# Sharkguard



## Brassie14 (Mar 4, 2017)

I'm in Canada today but found out my new Sharkguard for my table saw arrived today. I'm really looking forward to setting it up! I've heard xa lot of good things about these and hope I'm not disappointed because I really need a set up like this. I bought the adjustable riving knife and the anti kick back pales. I was wonder how some. You other owners feel about the Sharkguard?


----------



## jonah (May 15, 2009)

I love mine. With the 2 1/2" port in the guard and the 4" port down below, I get next to no dust coming out of the saw, which is a nice change from previous table saws that tossed dust around the shop like tinkerbell trying to make everything fly.


----------



## wapakfred (Jul 29, 2011)

You will love it! I switched from a Shark to an Excalibur, never did like the EX as much and threatned a=for a long time to switch back to the Shark. Since then I sold that saw (and the Shark with it) but have since bought a Shark basket for my Excalibur. But the Shark was always easier to me to use and the DC is excellent.


----------



## jmos (Nov 30, 2011)

They're great.
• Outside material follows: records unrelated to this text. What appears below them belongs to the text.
PR #119, opened 2019-10-17
Assignment3_Inheritance

RSXEnthusiast:
~~Gotta fix PersonGetsPrinted test, 'cause it isn't running at all, as in it returns "not run."~~

Edit: resolved.

### DIFF
--- a/Inheritance/src/Inheritance/ActorExtention.cs
+++ b/Inheritance/src/Inheritance/ActorExtention.cs
@@ -1,0 +1,23 @@
+﻿using System;
+
+namespace Inheritance {
+    public static class ActorExtention {
+        public static String Speak(Actor actor) {
+            string result = "";
+            if (actor is Raj) {
+                Raj raj = (Raj) actor;
+                if (raj.womenArePresent) {
+                    result = "*Incoherent mumbles*";
+                } else {
+                    result = "I'm so nerdy and awkward, it's hilarious!";
+                }
+            } else if (actor is Sheldon) {
+                result = "I really wish the programmer knew more about Big Bang Therory, so he could better make fun of me!";
+            } else if (actor is Penny) {
+                result = "If the programmer isn't mistaken, I'm just the token hot chick.";
+            }
+            result += " *canned laughter*";
+            return result;
+        }
+    }
+}
--- a/Inheritance/src/Inheritance/ActorExtention.cs
+++ b/Inheritance/src/Inheritance/ActorExtention.cs
@@ -2,7 +2,7 @@
 
 namespace Inheritance {
     public static class ActorExtention {
-        public static String Speak(Actor actor) {
+        public static String Speak(this Actor actor) {
             string result = "";
             switch (actor) {
                 case Sheldon sheldon:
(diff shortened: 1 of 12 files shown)


Inheritance/src/Inheritance/ActorExtention.cs
```diff
@@ -0,0 +1,23 @@
+﻿using System;
+
+namespace Inheritance {
+    public static class ActorExtention {
+        public static String Speak(Actor actor) {
```
kingofsky1995:
```suggestion
        public static String Speak(this Actor actor) {
``` 
the extention method should be called like this?

RSXEnthusiast: I don't believe so, since I pass in an actor. I tried changing it as suggested and it made no difference. Is there a reason to that I've forgotten?

CDobbins1: With how you currently have it, Speak() is not an extension method for the Actor class, only a static method in the ActorExtention static class. For example, you can call ActorExtention.Speak(), but an object of type Actor cannot call Speak() directly. If you put "this" at the beginning of the parameter as suggested, Speak() now becomes an extension method for the Actor class, and you should be able to call ActorExtention.Speak(), as well as call Speak() directly from any Actor object and all child classes of Actor.

RSXEnthusiast: Gotcha, that makes a lot of sense. Thanks for explaining!

Inheritance/src/Inheritance/ActorExtention.cs
```diff
@@ -0,0 +1,29 @@
...
+                    result = "I really wish the programmer knew more about Big Bang Therory, so he could better make fun of me!";
+
+                    break;
+                case Penny penny:
+                    result = "If the programmer isn't mistaken, I'm just the token hot chick.";
+
+                    break;
+                case Raj raj:
+                    raj = (Raj) actor;
+                    if (raj.womenArePresent) {
```
breaman: these if statements should have been handled in the case statement, not a separate call. Also, the cast from actor to Raj was not needed because that would already be done in the case statement.

Inheritance/src/Inheritance/Food.cs
```diff
@@ -1,12 +1,10 @@
-﻿using System;
-using System.Collections.Generic;
-using System.Text;
-
-namespace Inheritance
-{
-    public class Food : Item
-    {
+﻿namespace Inheritance {
```
breaman: c# coding standards says that { should be on a separate line, not inline.

Inheritance/test/Inheritance.Tests/PrinterTests.cs
```diff
@@ -26,17 +19,66 @@ public void PersonGetsPrinted()
...
-                    {
+                    using (var reader = new StreamReader(stream)) {
                         var lineWritten = reader.ReadLine();
                         Assert.AreEqual("Test Item", lineWritten);
                     }
                 }
             }
         }
+
+        [TestMethod]
```
breaman: Nice work on these unit tests.

PR #137, opened 2019-10-20
Assignment3

NikolasGraham:


Inheritance/src/Inheritance/Penny.cs
```diff
@@ -0,0 +1,11 @@
+﻿using System;
+using System.Collections.Generic;
+using System.Text;
+
+namespace Inheritance
+{
+    public class Penny : Actor
+    {
+        public string getSpeak() => "HOLY CRAP ON A CRACKER!";
```
breaman: Methods and properties should be PascalCase, so if you wanted to call it this, it should have been GetSpeak()

PR #138, opened 2019-10-20
Assignment 3 Extra Credit

dsergio:


Inheritance/src/Inheritance/Item.cs
```diff
@@ -4,8 +4,8 @@
 
 namespace Inheritance
 {
-    public abstract class Item
+    public interface Item
```
mmwoodfo: I think this should be called IItem as it is an interface.

Inheritance/src/Inheritance/Item.cs
```diff
@@ -4,8 +4,8 @@
 
 namespace Inheritance
 {
-    public abstract class Item
+    public interface IItem
```
breaman: You made the change from the abstract class to an interface, but there are no unit tests.

PR #139, opened 2019-10-20
Hw3 solution

dsergio:


Inheritance/test/Inheritance.Tests/ItemTests.cs
```diff
@@ -0,0 +1,67 @@
+﻿using Microsoft.VisualStudio.TestTools.UnitTesting;
+using System;
+using System.Collections.Generic;
+using System.Text;
+
+namespace Inheritance.Tests
+{
+    [TestClass]
+    public class ItemTests
```
breaman: Not sure what these unit tests are proving. Seems like you are just making sure that if you set a property, then the property actually gets set, but the properties are auto implemented, so you don't need to test that. There are not meaningful unit tests for Food and Manufacturer here.

PR #140, opened 2019-10-20
Assignment 3

crackerJackTech:
Need to complete ActorTests and Extra Credit.

### DIFF
--- a/Inheritance/src/Inheritance/ExtensionMethods.cs
+++ b/Inheritance/src/Inheritance/ExtensionMethods.cs
@@ -1,0 +1,24 @@
+﻿using System;
+using System.Collections.Generic;
+using System.Text;
+
+namespace Inheritance
+{
+    public static class ExtensionMethods
+    {
+        public static string Speak(object actor) =>
+
+            actor switch
+            {
+                Raj { WomenArePresent: false } => "My name is Raj",
+                Raj r => "*mumble",
+                Sheldon s => "My name is Sheldon",
+                Penny p => "My name is Penny",
+
+
+                { } => throw new ArgumentException(message: "Not a known vehicle type", paramName: nameof(actor)),
+                _ => throw new ArgumentNullException(nameof(actor))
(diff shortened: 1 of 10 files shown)


Inheritance/src/Inheritance/ExtensionMethods.cs
```diff
@@ -0,0 +1,25 @@
+﻿using System;
+using System.Collections.Generic;
+using System.Text;
+
+namespace Inheritance
+{
+    public static class ExtensionMethods
+    {
+        public static string Speak(this object actor) =>
```
breaman: We wouldn't want this extension method on all objects, just the Actor class, so this signature should have been "this Actor actor".

Inheritance/src/Inheritance/Printer.cs
```diff
@@ -20,6 +20,11 @@ public static class Printer
     {
         public static void Print(Item item, TextWriter writer)
         {
+            if(item is null || writer is null)
+            {
+                throw new ArgumentNullException();
```
breaman: If you are going to do this check, it is nice if you tell the user what argument was null.

Inheritance/test/Inheritance.Tests/ActorTests.cs
```diff
@@ -1,13 +1,52 @@
 using Microsoft.VisualStudio.TestTools.UnitTesting;
+using System;
 
 namespace Inheritance.Tests
 {
     [TestClass]
-    public class ActorTests
+    public class ActorTests : Actor
```
breaman: Why does the test subclass the Actor class? This shouldn't be implementing any Actor functionality.

Inheritance/src/Inheritance/Television.cs
```diff
@@ -0,0 +1,17 @@
+﻿using System;
+using System.Collections.Generic;
+using System.Text;
+
+namespace Inheritance
+{
+    class Television : Item
```

PR #141, opened 2019-10-20
Assignment3

skozubenko1:
Part 1 & 2
Test cases for Actors

### DIFF
--- a/Inheritance/src/Inheritance/ActorExtension.cs
+++ b/Inheritance/src/Inheritance/ActorExtension.cs
@@ -1,0 +1,31 @@
+﻿using System;
+using System.Collections.Generic;
+using System.Text;
+
+namespace Inheritance
+{
+    public static class ActorExtension
+    {     
+        public static string Speak(this Actor actor, bool WomenArePresent = false)
+        {
+            if (actor == null)
+                throw new ArgumentNullException();
+
+            switch (actor)
+            {
+                case Penny p:
+                    return p.Speaking();
+                case Sheldon s:
+                    return s.Speaking();                    
+                case Raj r:
+                    if (WomenArePresent)
+                        return r.Mumbling();
+                    else
+                        return r.Speaking();
+                default:
+                    throw new ArgumentNullException(nameof(actor));                   
+            }
+        }
+     }
+
+}
--- a/Inheritance/src/Inheritance/ActorExtension.cs
+++ b/Inheritance/src/Inheritance/ActorExtension.cs
@@ -8,7 +8,7 @@ namespace Inheritance
     {     
         public static string Speak(this Actor actor, bool WomenArePresent = false)
         {
-            if (actor == null)
+            if (actor is null)
                 throw new ArgumentNullException();
 
             switch (actor)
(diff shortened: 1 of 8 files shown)


Inheritance/src/Inheritance/ActorExtension.cs
```diff
@@ -0,0 +1,31 @@
...
+using System.Collections.Generic;
+using System.Text;
+
+namespace Inheritance
+{
+    public static class ActorExtension
+    {     
+        public static string Speak(this Actor actor, bool WomenArePresent = false)
+        {
+            if (actor == null)
```
kenny2892: You should use "is null" instead of "== null" just in-case the equal operator has been overwritten.

skozubenko1: thank you for the suggestion, code corrected!

Inheritance/src/Inheritance/ActorExtension.cs
```diff
@@ -0,0 +1,31 @@
+﻿using System;
+using System.Collections.Generic;
+using System.Text;
+
+namespace Inheritance
+{
+    public static class ActorExtension
+    {     
+        public static string Speak(this Actor actor, bool WomenArePresent = false)
```
breaman: parameters should be camelCase and womenArePresent should really be a property on Raj, not a parameter into this method.

Inheritance/src/Inheritance/ActorExtension.cs
```diff
@@ -0,0 +1,31 @@
...
+                throw new ArgumentNullException();
+
+            switch (actor)
+            {
+                case Penny p:
+                    return p.Speaking();
+                case Sheldon s:
+                    return s.Speaking();                    
+                case Raj r:
+                    if (WomenArePresent)
```
breaman: this check should have been done on the case statement, not as a separate expression.

Inheritance/src/Inheritance/Penny.cs
```diff
@@ -0,0 +1,11 @@
+﻿using System;
+using System.Collections.Generic;
+using System.Text;
+
+namespace Inheritance
+{
+    public class Penny : Actor
+    {
+        public string Speaking() => "Pengny is Speaking";
```
breaman: my guess is Pengny is a typo, be careful of that.

Inheritance/test/Inheritance.Tests/ActorTests.cs
```diff
@@ -5,9 +5,32 @@ namespace Inheritance.Tests
...
+            var talk = actor.Speak(WomenArePresent);
+            Assert.IsNotNull(talk);
+            Assert.IsTrue(talk.Length > 0, $"{actor.GetType()} didn't say anything");
+            return talk;
+        }
+
+        [TestMethod]
+        public void TestMethodPenny()
+        {
+            TestActor(new Penny());
```
breaman: The test wrapper is nice to show that something is said, but you aren't verifying that what was said is what was expected.

Inheritance/test/Inheritance.Tests/PrinterTests.cs
```diff
@@ -34,9 +35,40 @@ public void PersonGetsPrinted()
                 }
             }
         }
+        [TestMethod]
```
breaman: Where is the test for the Food item?

PR #142, opened 2019-10-20
Assignment3 part2

dbosco051394:
I have everything completed for the part 2 requirements here. If I missed anything or misunderstood a requirement please let me know!

### DIFF
--- a/Inheritance/src/Inheritance/Situation.cs
+++ b/Inheritance/src/Inheritance/Situation.cs
@@ -1,0 +1,33 @@
+﻿using System;
+using System.Collections.Generic;
+using System.Text;
+
+namespace Inheritance
+{
+    public static class Situation
+    {
+        public static bool WomenArePresent = false;
+        
+        public static string Speak(this Actor a)
+        {
+            string type = a.GetType().Name;
+            if (type == "Penny")
+            {
+                WomenArePresent = true;
+                return "Hello, I am Penny.";
+            }
+            else if (type == "Sheldon")
+            {
+                return "Hello, I am Sheldon.";
+            }
+            else if (type == "Raj")
+            {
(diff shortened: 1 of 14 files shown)


Inheritance/src/Inheritance/Situation.cs
```diff
@@ -0,0 +1,33 @@
...
+
+namespace Inheritance
+{
+    public static class Situation
+    {
+        public static bool WomenArePresent = false;
+        
+        public static string Speak(this Actor a)
+        {
+            string type = a.GetType().Name;
```
breaman: This was suppose to use pattern matching (the switch statement stuff we went over in class) instead of a bunch of if statements.

Inheritance/test/Inheritance.Tests/ActorTests.cs
```diff
@@ -0,0 +1,100 @@
...
+            //Arrange
+            Actor sheldon = new Sheldon();
+            string spokenWords = "";
+            string expectedWords = "Hello, I am Sheldon.";
+
+            //Act
+            spokenWords = sheldon.Speak();
+
+            //Assert
+            Assert.AreEqual(spokenWords, expectedWords);
```
breaman: These parameters should have been swapped, the AreEqual takes (expected, actual).

Inheritance/src/Inheritance/Situation.cs
```diff
@@ -0,0 +1,33 @@
+﻿using System;
+using System.Collections.Generic;
+using System.Text;
+
+namespace Inheritance
+{
+    public static class Situation
+    {
+        public static bool WomenArePresent = false;
```
breaman: This should have only existed on Raj since it only effects him.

I had on one my Jet hybrid saw, which I sold with the saw, figuring the dust collection blade guard on my new SawStop would do the job. I ended up trashing the SawStop one and buying a new Shark Guard, which works significantly better. (I heard SawStop is redesigning their guard.)

I still get some sawdust flying under the guard when doing a skim cut (blade not contained on both sides), but that's about all.

Both I've used have 4" ports on the guard.


----------